TransVox™ Technology for Transforming Your Singing Voice to a Particular Person’s Voice

23.06.23

Transforming Your Singing Voice in Real Time

TransVox is a technology that transforms a person’s singing voice into that of a completely different person in real time.

By having the AI learn the characteristics of a particular person’s singing voice, such as singing habits and changes in timbre according to the pitch of the notes, it can transform anyone’s voice, regardless of age or gender, into that person’s singing voice.

The way TransVox works is quite different from the voice conversion of a conventional voice changer, which processes the singing voice and gives it an electronic effect. By instantly analyzing the pronunciation and inflection of a singing voice and re-synthesizing it based on another person’s singing voice that has been previously learned by AI, real-time conversion to a natural singing voice has been achieved.

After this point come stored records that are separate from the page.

PR #330, opened 2017-06-26
Fix warnings on syslog

nmav:


nmav:
A previous attempt to fix that in 2.2.0 was by making the default /var/lib/softhsm/tokens/ having the sticky bit and being world-writable. Unfortunately using the sticky bit has quite some risks, and I find it much better practice, a module to be silent by default.

nmav:
That relates to bug reported against Fedora:
https://bugzilla.redhat.com/show_bug.cgi?id=1425135

bellgrim:
Thank you for the patch!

Mechanism for Reproducing the Characteristics of a Singing Voice

Conventional Method of Voice Conversion

With voice conversion using standard audio signal processing, such as effectors of audio equipment, predetermined signal processing is applied to the singing voice and the processed singing voice is output.
In this case, while simple audio signal processing allows for stable conversion, the characteristics of the original singing voice remain and the processed voice becomes mechanical and unnatural.

Singing Voice Transformation with TransVox

TransVox uses deep learning to solve these problems.
First, the original singing voice is analyzed to extract the linguistic components of the song. Then, singer-dependent factors are removed from the singing voice information so that only the linguistic content of the song remains. Through processing, the target singer’s voice is re-synthesized based on the linguistic components of the song.

With re-synthesis of the singing voice, the characteristics of the target singer’s voice – learned in advance by deep learning – are automatically reproduced. Therefore, even if a singer sings a song that the target singer has never sung before, an estimate of what it would sound like in the target singer’s voice will be output. As a result, the re-synthesized singing voice will sound as if it were sung by the target singer, with few of the characteristics of the original singer’s voice remaining.

If TransVox has a sufficient amount of singing data for the target singer, it can be used as training data to reproduce their singing voice through deep learning.

Demonstration Study using TransVox

Transformer Microphone featuring ELT’s Kaori Mochida: Special Room

“Transformer Microphone featuring ELT’s Kaori Mochida: Special Room” using TransVox technology was held for a limited time at three Big Echo locations from August 25 to October 11, 2022.

The “Transformer Microphone” allows users to sing in the voice of Kaori Mochida, the singer for Every Little Thing. Since Ms. Mochida’s singing voice can be reproduced so well, the event attracted a great deal of attention from various media and social networking sites, and was featured on many TV programs and YouTube channels.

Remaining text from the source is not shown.